Astropelagic rather than settler colonial: Alexandra Ganser, Jens Temmen, Clemens Rettenbacher, ‘A Sea of Stars? Towards an Astropelagic Reading of Outer Space with Jacques Lacan and Hannah Arendt’, Journal of Transnational American Studies, 14, 1, 2023, pp. 273-301

01Jun23

Excerpt: With his novel The Martian (2015), author Andy Weir is credited with having almost single handedly reinvigorated space exploration in general and Mars colonization in particular as popular narratives both within science and fiction. Weir’s fictional account of US astronaut Mark Watney and his accidental exile on Mars has been praised for its scientific accuracy and compelling writing style in depicting Watney’s strategies of survival in the hostile environment of the Red Planet. Read through the lens of theories of imperialism and mobility, this survival essentially relies on Watney’s ability to navigate the alien territoriality of planet Mars.

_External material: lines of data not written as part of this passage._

PR #1189, opened 2018-09-10
[RW-854][Risk=low] Adding Recent Work Scroll to Homepage

UrsaStutsman:
This is everything sans tests. Writing tests now. Broken Tests will be fixed with new tests.
UPDATE 9/12: Refactoring of ResourceCard, still working on related tests. 
Closed due to some sort of mess-up when rebasing master. Work continued at https://github.com/all-of-us/workbench/pull/1212


ui/src/app/app.module.ts
```diff
@@ -57,14 +59,14 @@ import {CohortCommonModule} from './cohort-common/module';
 import {IconsModule} from './icons/icons.module';
 
 import {
-  ApiModule,
-  ConfigService,
-  Configuration,
+ApiModule,
+ConfigService,
+Configuration,
```
rushtong: nit: please revert the spacing change

ui/src/app/app.module.ts
```diff
@@ -57,14 +59,14 @@ import {CohortCommonModule} from './cohort-common/module';
...
 } from 'generated';
 
 import {
-  ApiModule as LeoApiModule,
-  Configuration as LeoConfiguration,
+ApiModule as LeoApiModule,
+Configuration as LeoConfiguration,
```
rushtong: nit: please revert the spacing change

ui/src/app/icons/right-scroll/component.css
```diff
@@ -0,0 +1,3 @@
+:hover {
+    fill: #72B9E2;
+}
```
rushtong: nit: newline

api/src/main/resources/workbench.yaml
```diff
@@ -2056,6 +2056,10 @@ definitions:
       workspaceId:
         type: integer
         format: int64
+      workspaceNamespace:
+        type: string
+      workspaceFirecloudName:
```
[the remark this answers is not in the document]
UrsaStutsman: I totally agree. BUT there's a bunch of logic done in previous work that counts on the DB ID here. SO. I'm going to submit a card, and add comments around the relevant code (that I know of, there maybe other repercussions that I haven't found) that reference the card. Let me know if this isn't satisfactory.

ui/src/app/views/card/component.ts
```diff
@@ -0,0 +1,185 @@
...
+    '../../styles/template.css',
+    './component.css'],
+  templateUrl: './component.html'
+})
+
+export class CardComponent implements OnInit {
+  actionList = [];
+  type: string;
+  @Input('card')
+  card: RecentResource;
```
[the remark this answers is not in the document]
UrsaStutsman: Not sure what this nit is about?

ui/src/app/utils/resourceActions.ts
```diff
@@ -0,0 +1,48 @@
+export class NotebookActions {
```
calbach: nit: you shouldn't need the class wrapper here,  you could just export the lists.

ui/src/app/views/recent-work/component.html
```diff
@@ -0,0 +1,18 @@
+<div *ngIf="elementVisible()" class="recent-work" style="display: inline-block">
+    <div *ngIf="leftScrollVisible()" class="scroll-indicator" id="left-scroll" (click)="moveDownList()">
```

In the story, the protagonist cycles through different approaches to conceptualizing Martian territoriality in order to make sense of and survive on the planet. Initially, Watney—a botanist by training—relies on planting potatoes in the arid soil of Mars to replenish his supplies. This introduction of agriculture to a territory resisting cultivation carries with it the distinct logic of nineteenth-century US settler-colonialism—a discourse that privileges agricultural use of land and ultimately serves as a way of legitimizing white settler land ownership.